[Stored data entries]
Content starts
PR #1331, opened 2022-03-16
workflows: `apt-get update` before installing packages

bgilbert:
Old package versions can be removed from the mirror, which could cause job failures.


cgwalters (approved):
(I think it can be just `apt` now btw)

PR #1336, opened 2022-03-20
workflows: build and push `ignition-validate` container from GH Actions

### LINKED ISSUE #1321: Build Quay container in GitHub Actions
There are a few problems with building in Quay:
Content ends
» WHAT IS BEING ASKED: Please copy all of the data above exactly.

» TASK OUTPUT:
PR #1331, opened 2022-03-16
workflows: `apt-get update` before installing packages

bgilbert:
Old package versions can be removed from the mirror, which could cause job failures.


cgwalters (approved):
(I think it can be just `apt` now btw)

PR #1336, opened 2022-03-20
workflows: build and push `ignition-validate` container from GH Actions

### LINKED ISSUE #1321: Build Quay container in GitHub Actions
There are a few problems with building in Quay:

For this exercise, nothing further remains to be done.